Please pray for your local churches as they wrestle with how little control they have, both as they heal from its traumas and as they humble themselves to join in what the Spirit is doing here beside them. Pray that they would be brave and choose to enter more spaces they have no control of to make disciples and announce that God’s kingdom has come.

Recent Feedback – Mental Health Training for leaders and volunteers at Christ Church Highbury

On 8th February 2020, I led a full day’s worth of training sessions introducing mental health and supporting those who struggle with it better. My sessions included:

  • An introduction to mental health and our role in supporting those that struggle with it.
  • An introduction to stress and trauma, it’s impact on us holistically, and what we can do to begin to have better well-being in the midst of it.
  • An introduction to how our bodies respond to stress/trauma, how we can become hyper-sensitive to these response systems, and how we can support individuals in regulating themselves in these states.
  • An overview of anxiety, panic attacks, depression, self-harm, eating disorders, psychosis, and suicide – and how to support individuals struggling in that way.
  • Thinking through how to make our churches safe spaces for those that are struggling and introduced the tool of Character Strengths to aid in our support of individuals.

Around 10 people attended the event held at Christ Church Highbury, London. I asked for those there to fill out a feedback form on the training I provided, and 9 of the 10 did so. In four different areas they ranked me from 1 (awful) to 6 (excellent).

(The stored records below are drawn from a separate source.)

PR #595, opened 2025-02-17
Add new parameter prior distributions 

sebapersson:
I have added information for the new `initializationPriorType` and `objectivePriorType` distributions, along with support for truncated distributions in the PEtab v2 specification. Additionally, a mathematical definition is provided for each prior, since some distributions, such as the gamma distribution, can be parameterized in different ways.

I would keep this as a draft until it is decided whether `parameterScale` should remain part of the PEtab standard. If `parameterScale` is retained, then I believe we should also keep the `parameterScale` priors where it makes sense. This is because inference is sometimes performed directly on `log(p)` (the logarithm of parameter `p`), as the geometry of the posterior landscape is often more favorable, and to avoid issues with transforming prior distributions, users sometimes place a prior on the log of the parameter directly—even though a prior on the log scale can be nonintuitive (for example, a uniform prior on the log scale is not uniform on the linear scale :).

I will also update the test-suite to test for correct prior evaluation on `objectivePriorType` for the linear priors (including testing truncated priors).


doc/v2/documentation_data_format.rst
```diff
@@ -620,7 +642,69 @@ Detailed field description
 
   Prior parameters used for the objective function during estimation.
   For more detailed documentation, see ``initializationPriorParameters``.
+  As for initialization priors, truncated priors are allowed.
+
+Prior distributions
+~~~~~~~~~~~~~~~~~~~
 
+For ``initializationPriorParameters`` and ``objectivePriorType`` several
```
dilpath, line 650:
```suggestion
For ``initializationPriorType`` and ``objectivePriorType`` several
```

or did you mean `*PriorParameters` for both? In any case, I guess one needs to be changed.

doc/v2/documentation_data_format.rst
```diff
@@ -620,7 +642,69 @@ Detailed field description
...
+distributions are supported (see above). Denote the parameter value by :math:`x`
+and the Gamma function by :math:`\Gamma`; then, the following parameterizations
+are used for the supported priors:
+
+- *cauchy*:
+  - parameters: (location, scale) = :math:`(\mu, \sigma)`
```
dilpath, line 656: The formatting is off (currently these two lines are rendered as one line). Maybe a newline helps.
https://petab--595.org.readthedocs.build/en/595/v2/documentation_data_format.html#prior-distributions
```suggestion
- *cauchy*:

  - parameters: (location, scale) = :math:`(\mu, \sigma)`
```

dilpath (approved):
Happy to review again before merging.

> I would keep this as a draft until it is decided whether `parameterScale` should remain part of the PEtab standard

:+1: 

> a mathematical definition is provided for each prior

:+1:

doc/v2/documentation_data_format.rst
```diff
@@ -575,41 +577,61 @@ Detailed field description
 
 - ``initializationPriorType`` [STRING, OPTIONAL]
 
-  Prior types used for sampling of initial points for estimation. Sampled
-  points are clipped to lie inside the parameter boundaries specified by
-  ``lowerBound`` and ``upperBound``. Defaults to ``parameterScaleUniform``.
+  Prior types used for sampling initial points for estimation. If the prior is
+  not truncated (see ``initializationPriorParameters``), sampled points are
+  clipped to lie within the parameter boundaries specified by ``lowerBound``
```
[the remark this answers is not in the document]
sebapersson: I would be happy to avoid having the sampled points clipped, as I agree this is a bit weird and can for users lead to unexpected behavior. Furthermore, with truncated bounds can now be enforced in a more logical way.

doc/v2/documentation_data_format.rst
sebapersson: It worked when I compiled locally to a pdf, but alas. I think a newline with help, and will add it for all distributions.

doc/v2/documentation_data_format.rst
```diff
@@ -575,41 +577,61 @@ Detailed field description
...
+  and ``upperBound``. Otherwise, points are sampled directly from the truncated
+  distribution. The default is ``parameterScaleUniform``.
 
-  Possible prior types are:
+  Possible prior types are (for mathematical definition see below):
 
-    - *uniform*: flat prior on linear parameters
-    - *normal*: Gaussian prior on linear parameters
+    - *cauchy*, Cauchy prior on linear parameters
```
matthiaskoenig, line 588: Use consistent separation characters: sometimes ",", sometimes ":"

doc/v2/documentation_data_format.rst
```diff
@@ -575,41 +577,61 @@ Detailed field description
...
+    - *chisquare*, Chisquare prior on linear parameters
+    - *exponential*, Exponential prior on linear parameters
+    - *gamma*, Gamma prior on linear parameters
     - *laplace*: Laplace prior on linear parameters
     - *logNormal*: exponentiated Gaussian prior on linear parameters
-    - *logLaplace*: exponentiated Laplace prior on linear parameters
+    - *normal*: Gaussian prior on linear parameters
+    - *rayleigh*, Rayleigh prior on linear parameters
+    - *uniform*: Flat prior on linear parameters
+    - *parameterScaleCauchy*, Cauchy prior on original parameter scale
```
matthiaskoenig, line 597: I would add the `parameter*` to a new list and start it with something like:
Supported `parameterScales` are: 
- *parameterScaleLaplace*: Laplace prior on original parameter scale
...

doc/v2/documentation_data_format.rst
```diff
@@ -575,41 +577,61 @@ Detailed field description
...
+    - *cauchy*, Cauchy prior on linear parameters
+    - *chisquare*, Chisquare prior on linear parameters
+    - *exponential*, Exponential prior on linear parameters
+    - *gamma*, Gamma prior on linear parameters
     - *laplace*: Laplace prior on linear parameters
     - *logNormal*: exponentiated Gaussian prior on linear parameters
-    - *logLaplace*: exponentiated Laplace prior on linear parameters
+    - *normal*: Gaussian prior on linear parameters
+    - *rayleigh*, Rayleigh prior on linear parameters
+    - *uniform*: Flat prior on linear parameters
```
matthiaskoenig, line 596: As I understand things *uniform** is the default if nothing is provided. If yes, please add the `(default)` to uniform. If not ignore this comment

doc/v2/documentation_data_format.rst
```diff
@@ -575,41 +577,61 @@ Detailed field description
...
+
+  So far, only numeric values are supported, no parameter names. Parameters for
+  the different prior types are:
+
+    - *cauchy*, location; scale
+    - *chisquare*, degrees of freedom
+    - *exponential*, rate
+    - *gamma*, shape; scale
+    - *laplace*: location; scale
+    - *logNormal*: parameters of corresp. normal distribution (see: normal)
```
matthiaskoenig, line 627: use consistent separators, i.e. `,` or `:`

matthiaskoenig (commented):
Some minor comments

doc/v2/documentation_data_format.rst
sebapersson: It is the `parameterScaleUniform` which is default (should already be stated).

doc/v2/documentation_data_format.rst
sebapersson: Thanks for noticing!

dweindl (commented):
Great, thanks!

> I would keep this as a draft until it is decided whether parameterScale should remain part of the PEtab standard.

Agreed.

doc/v2/documentation_data_format.rst
```diff
@@ -575,41 +577,65 @@ Detailed field description
...
 
-    - *uniform*: flat prior on linear parameters
-    - *normal*: Gaussian prior on linear parameters
+    - *cauchy*: Cauchy prior on linear parameters
+    - *chisquare*: Chisquare prior on linear parameters
+    - *exponential*: Exponential prior on linear parameters
+    - *gamma*: Gamma prior on linear parameters
     - *laplace*: Laplace prior on linear parameters
     - *logNormal*: exponentiated Gaussian prior on linear parameters
-    - *logLaplace*: exponentiated Laplace prior on linear parameters
```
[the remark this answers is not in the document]
sebapersson: Thanks for the feedback.

I agree that objective priors should also be unbounded (unless a truncated prior is explicitly used). We can briefly discuss and reach a conclusion on this at the next editor meeting.

As for log-priors, I would opt for only supporting log-normal as it is quite a common distribution, and it appears sometimes in biology, e.g. it has been argued that for example protein distributions follow a log-normal. Moreover, most distribution packages support log-normal (and its truncated variant). The other log distributions I would drop, and suggest in the spec that one can parameterize the model if one for example needs a log-laplace. I will also raise this on the next editor meeting.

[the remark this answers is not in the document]
dweindl: Since we want to support lossless petab v1->v2 conversion, we probably need to include the previous log/log10 versions for normal/laplace in some way.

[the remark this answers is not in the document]
sebapersson: There is no `log10` version of the normal and Laplace priors in PEtab v1.

However, v1 -> v2 is a fair point. Then we should keep the log-laplace prior, and I will add it and its pdf to the documentation.

Should be noted that the tricky part with the log-laplce is that it does not appear in all distribution packages. But, since the Laplace distribution is standard in most libraries, generating samples from it should still be quite straightforward.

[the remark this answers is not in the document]
sebapersson: > There is, with parameterScale=log10 and objectivePriorType=laplace, isn't it?

This will be relevant to fix if decide to drop the `parameterScale` column in the parameter table.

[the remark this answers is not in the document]
dweindl: > if decide to drop the `parameterScale` column in the parameter table.

Shall we address that first then?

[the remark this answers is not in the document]
dweindl: At least on the editor side. I think we will have a final vote on the complete PEtab v2 in the end.

I think it might be better to remove it first from the current v2 draft, and stay focused on the actual prior changes here. (The experiments pull request took us almost a year... smaller bites might be faster).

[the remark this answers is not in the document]
sebapersson: I agree, I will just focus on the priors here and not do any other changes to the parameter table. FYI, I am currently waiting for the next editor meeting first to see what is decided regarding the naming of the prior column, and whether we should remove the `initializationPrior`.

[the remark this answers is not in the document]
sebapersson: > Let's create a PR for that as basis for the discussion?

So first we merge this with `initializationPrior`, `objectivePrior` and `parmeterScale` priors, then we create a separate PR with removing `initializationPrior` and renaming `objectivePrior`? If that is the case, sounds good for me to partition into smaller (hopefully easier to merge) PRs.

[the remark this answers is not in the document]
dweindl: I'd go the other way around: 

1a. drop parameter scale (also removes some of the prior options)
1b. drop intialization prior, rename objective prior
2. update what's left of the parameter priors, then we don't need to worry about initializationPrior and the interaction with parameter scale anymore in here 

1a/b can be done in parallel.

Either is fine though.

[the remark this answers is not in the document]
sebapersson: This makes more sense, and I agree we should do it this way.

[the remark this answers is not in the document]
matthiaskoenig: Please make this changes so we get rid of unnecessary things (we agreed on that in the last meeting and email discussion):
> 1a. drop parameter scale (also removes some of the prior options) (EDIT: https://github.com/PEtab-dev/PEtab/pull/611)
> 1b. drop intialization prior, rename objective prior

Then it is much easier to get the formulations right for the rest.

doc/v2/documentation_data_format.rst
```diff
@@ -795,46 +797,70 @@ Detailed field description
...
-    - logLaplace: parameters of corresp. Laplace distribution (see: laplace)
-    - parameterScaleUniform: lower bound; upper bound
-    - parameterScaleNormal: mean; standard deviation (**not** variance)
-    - parameterScaleLaplace: location; scale
+  in parameter scale (e.g. `log10` scale if a parameter has ``parameterScale``
+  `log10`).
+
+  Optionally, a *truncated* distribution can be specified for any distribution
+  except the uniform distributions by providing a lower and upper bound after
+  the prior parameters. For example, a truncated normal distribution would be
```
dweindl, line 843: After dropping `initializationPrior*` (#612), and if we say that the bounds truncate the prior, is there still a need for truncated prior distributions? Not really, right?

sebapersson: Fair point. But then I will make it clear in the documentation that the bounds are truncation points for priors

sebapersson:
Following the reorganization of the parameter table, I have now updated the prior specification. 

Regarding truncated priors, this PR proposes that the parameter bounds define the truncation points.

doc/v2/documentation_data_format.rst
```diff
@@ -792,32 +794,145 @@ Detailed field description
...
-  Prior types used for the :ref:`MAP objective function and for Bayesian inference <v2_objective_function>`.
+  Prior types used for the 
+  :ref:`MAP objective function and for Bayesian inference <v2_objective_function>`.
   It is valid to have no priors. However, if priors are specified for a subset
   of parameters, this defaults to the ``uniform`` prior (with ``priorParameters``
   set to ``lowerBound;upperBound``) for the other parameters.
 
-  Possible prior types are:
+  Prior distributions are truncated by the ``lowerBound`` and ``upperBound`` if 
+  the prior's domain is outside the parameter bounds. A non-truncated prior can
```
dweindl, line 804:
```suggestion
  the prior's domain exceeds the parameter bounds. A non-truncated prior can 
```

doc/v2/documentation_data_format.rst
```diff
@@ -792,32 +794,145 @@ Detailed field description
...
+    - *normal*: Normal prior
+    - *rayleigh*, Rayleigh prior
+    - *uniform*: Flat (uniform) prior
 
 - ``priorParameters`` [STRING, OPTIONAL]
 
-  Prior parameters used for the :ref:`MAP objective function and for Bayesian inference <v2_objective_function>`.
+  Prior parameters used for the 
+  :ref:`MAP objective function and for Bayesian inference <v2_objective_function>`.
   ``priorParameters`` is required if ``prior`` is non-empty.
```
dweindl, line 827: For `uniform` we could allow empty parameters instead of repeating the bounds?

doc/v2/documentation_data_format.rst
```diff
@@ -792,32 +794,145 @@ Detailed field description
...
 
-  So far, only numeric values will be supported, no parameter names.
+  So far, only numeric values are supported, no parameter names.
```
dweindl, line 829:
```suggestion
  Only numeric values are supported, no parameter names.
```

doc/v2/documentation_data_format.rst
```diff
@@ -153,6 +153,8 @@ PEtab 2.0.0 is a major update of the PEtab format. The main changes are:
   the PEtab format.
 * The admissible values for ``estimate`` in the :ref:`v2_parameters_table`
   are now ``true`` and ``false`` instead of ``1`` and ``0``.
+* Support for new ``prior`` distributions,  as well as support for 
+  truncated distributions in the :ref:`v2_parameters_table`.
```
dweindl, line 157:
```suggestion
* Support for new ``prior`` distributions in the :ref:`v2_parameters_table`, and clarification that bounds truncate the prior distributions.
```

doc/v2/documentation_data_format.rst
```diff
@@ -792,32 +794,145 @@ Detailed field description
...
 
-  Prior types used for the :ref:`MAP objective function and for Bayesian inference <v2_objective_function>`.
+  Prior types used for the 
+  :ref:`MAP objective function and for Bayesian inference <v2_objective_function>`.
   It is valid to have no priors. However, if priors are specified for a subset
   of parameters, this defaults to the ``uniform`` prior (with ``priorParameters``
   set to ``lowerBound;upperBound``) for the other parameters.
 
-  Possible prior types are:
+  Prior distributions are truncated by the ``lowerBound`` and ``upperBound`` if
```
dweindl, line 803: Do we need to clarify truncation here or is it unambiguous?

dweindl (commented):
Thanks, looks good to me.

Renaming `prior` to `priorDistribution` (https://github.com/PEtab-dev/PEtab/discussions/618#discussioncomment-12628162) could be included here, but can also be done separately.

doc/v2/documentation_data_format.rst
sebapersson: I think it is good to clarify here, so that users easily can identify what to expect when doing, for example, Bayesian inference (and what they need to do if they want unbounded priors)

doc/v2/documentation_data_format.rst
```diff
@@ -148,11 +148,14 @@ PEtab 2.0.0 is a major update of the PEtab format. The main changes are:
   priors are outside the definition of the parameter estimation problem
   and were a source of confusion.
 * ``objectivePriorType`` and ``objectivePriorParameters`` in the
-  :ref:`v2_parameters_table` are renamed to ``prior`` and
+  :ref:`v2_parameters_table` are renamed to ``priorDistribution`` and
   ``priorParameters``, respectively. This change was made to simplify
   the PEtab format.
 * The admissible values for ``estimate`` in the :ref:`v2_parameters_table`
   are now ``true`` and ``false`` instead of ``1`` and ``0``.
+* Support for new ``priorDistribution`` distributions in the
```
dweindl, line 156:
```suggestion
* Support for new parameter prior distributions in the 
```

Maybe clearer, since ``priorDistribution`` didn't exist before.

doc/v2/documentation_data_format.rst
```diff
@@ -790,34 +793,147 @@ Detailed field description
...
+- *cauchy*:
+
+  - parameters: (location, scale) = :math:`(\mu, \sigma)`
+
+  .. math::
+     \pi(x|\mu, \sigma) = \frac{1}{\pi \sigma \left( 1 + \left(\frac{x - \mu}{\sigma} \right)^2\right)} \quad x \in (-\infty, \infty)
+
+- *chisquare*:
+
+  - parameter: degree of freedom = :math:`\nu`
```
dweindl, line 862:
```suggestion
  - parameter: degrees of freedom = :math:`\nu`
```

doc/v2/documentation_data_format.rst
```diff
@@ -790,34 +793,147 @@ Detailed field description
...
+  - *uniform*: lower bound; upper bound
+
+Prior distributions
+~~~~~~~~~~~~~~~~~~~
+
+For ``priorDistribution`` several distributions are supported (see above). Denote the parameter
+value by :math:`x` and the Gamma function by :math:`\Gamma`; then, the
+following parameterizations are used:
+
+- *cauchy*:
```
dweindl, line 853: (no) commas separating the domain are inconsistent

dweindl (approved):
:+1:

doc/v2/documentation_data_format.rst
sebapersson: Thanks for noticing, will fix!

doc/v2/documentation_data_format.rst
```diff
@@ -790,34 +793,147 @@ Detailed field description
...
+    - *cauchy*: Cauchy prior
+    - *chisquare*: Chisquare prior
+    - *exponential*: Exponential prior
+    - *gamma*: Gamma prior
     - *laplace*: Laplace prior
-    - *logNormal*: exponentiated Gaussian prior
-    - *logLaplace*: exponentiated Laplace prior
+    - *log10Normal*: Log10-normal prior
+    - *logLaplace*: Log-Laplace prior
+    - *logNormal*: Log-normal prior
```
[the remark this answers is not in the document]
dweindl: :+1: let's use `log-*`

doc/v2/documentation_data_format.rst
sebapersson: Ahh, you mean also add a link for extra clarification? (I think that would be nice)

doc/v2/documentation_data_format.rst
```diff
@@ -790,34 +793,147 @@ Detailed field description
...
   Parameters for the different prior types are:
 
-    - uniform: lower bound; upper bound
-    - normal: mean; standard deviation (**not** variance)
-    - laplace: location; scale
-    - logNormal: parameters of corresp. normal distribution (see: normal)
-    - logLaplace: parameters of corresp. Laplace distribution (see: laplace)
+  - *cauchy*: location; scale
+  - *chisquare*: degrees of freedom
+  - *exponential*: rate
```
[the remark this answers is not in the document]
sebapersson: I like this suggestion, as it would remove repeating lists. I think I do not want to include the log-variant columns, as I want to explicitly provide the formula for all distributions (this is helpful for tool developers, in cases they cannot rely on a Distribution package containing a distribution, e.g. LogLaplace is available in Julia yet)

doc/v2/documentation_data_format.rst
```diff
@@ -790,34 +793,147 @@ Detailed field description
...
+  - *laplace*: location; scale
+  - *log10Normal*: parameters of corresponding normal distribution (see normal)
+  - *logLaplace*: parameters of corresponding Laplace distribution (see laplace)
+  - *logNormal*: parameters of corresponding normal distribution (see normal)
+  - *logUniform*: parameters of corresponding uniform distribution (see uniform)
+  - *normal*: mean; standard deviation (**not** variance)
+  - *rayleigh*: scale
+  - *uniform*: lower bound; upper bound
+
+Prior distributions
```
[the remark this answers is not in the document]
sebapersson: Yes, as commented above I think I will add the table instead

doc/v2/documentation_data_format.rst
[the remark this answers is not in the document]
dilpath: Yes, probably easier to read if the log- variants are separate rows...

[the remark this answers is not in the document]
dweindl: @dilpath added `doc/src/update_tables.py` a while ago to convert tsv tables to rst. This might be handy here. There are some examples in this file already (`START TABLE` ...).

doc/v2/documentation_data_format.rst
```diff
@@ -790,34 +793,147 @@ Detailed field description
...
+  - *exponential*: rate
+  - *gamma*: shape; scale
+  - *laplace*: location; scale
+  - *log10Normal*: parameters of corresponding normal distribution (see normal)
+  - *logLaplace*: parameters of corresponding Laplace distribution (see laplace)
+  - *logNormal*: parameters of corresponding normal distribution (see normal)
+  - *logUniform*: parameters of corresponding uniform distribution (see uniform)
+  - *normal*: mean; standard deviation (**not** variance)
+  - *rayleigh*: scale
+  - *uniform*: lower bound; upper bound
```
FFroehlich, line 844: do we really need extra lower/upper bounds? shouldn't that be implied by parameter bounds?

FFroehlich (approved):

doc/v2/documentation_data_format.rst
sebapersson: This is a good, but also tricky point. You are correct the lower- and upper parameter bounds do imply the bounds. However, I think for consistency that we should for all priors enforce that parameters are specified. I am open for discussing this though.

sebapersson:
Following review suggestions I added the priors in a table instead using the `list-table` syntax, and I think this makes it easier to digest the docs. If everyone agree, I think we can now merge this PR.

doc/v2/documentation_data_format.rst
```diff
@@ -790,34 +793,119 @@ Detailed field description
...
+  * - gamma
+    - shape (:math:`\alpha`); scale (:math:`\theta`)
+    - .. math::
+        \pi(x|\alpha, \theta) = \frac{x^{\alpha - 1}e^{-x/\theta}}{\Gamma(\alpha)\theta^{\alpha}}
+    - :math:`(-\infty, \infty)`
+
+  * - laplace
+    - location (:math:`\mu`); scale (:math:`\sigma`)
+    - .. math::
+        \pi(x|\mu, \sigma) = \frac{1}{2\sigma}\exp\left(- \frac{|x - \mu |}{\sigma}\right) \quad x \in (-\infty, \infty)
```
dilpath, line 864:
```suggestion
        \pi(x|\mu, \sigma) = \frac{1}{2\sigma}\exp\left(- \frac{|x - \mu |}{\sigma}\right)
```

sebapersson: Thanks, missed this :)

doc/v2/documentation_data_format.rst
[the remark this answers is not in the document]
dweindl: > Usually just log-normal or lognormal (i.e., one word, not two words rewritten in camel case).

I changed it to `log-normal` etc..

sebapersson:
This can be merged now right?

Here are the average scores from their reviews:

  • Session Content – 5.89
  • Session Delivery – 5.89
  • Interaction Level – 5.33
  • Use of Media – 5.11

Here are a few quotes from some of the participants:

“Really great day that built on some of my existing knowledge.”

“I appreciate the fact that you did not come from a clinical or psychiatric background, I found this refreshing and more accessible. Thank you.”

“Very informative! Even though I’ve learnt a lot of this before, I felt like I learnt more information and more detailed information.”

“I felt reassured that we are on the right track in how we are supporting vulnerable homeless adults, but equally learned new aspects and insights to improve on what we do.”

Recent Feedback – Mental Health Training Morning for Salt & Light Church Pastoral Teams in the South West

On 18th February 2020, I led 2 hours worth of training sessions introducing mental health and supporting those who struggle with it better. My sessions included:

  • An introduction to mental health and our role in supporting those that struggle with it.
  • An introduction to stress and trauma, it’s impact on us holistically, and what we can do to begin to have better well-being in the midst of it.
  • An introduction to how our bodies respond to stress/trauma, how we can become hyper-sensitive to these response systems, and how we can support individuals in regulating themselves in these states.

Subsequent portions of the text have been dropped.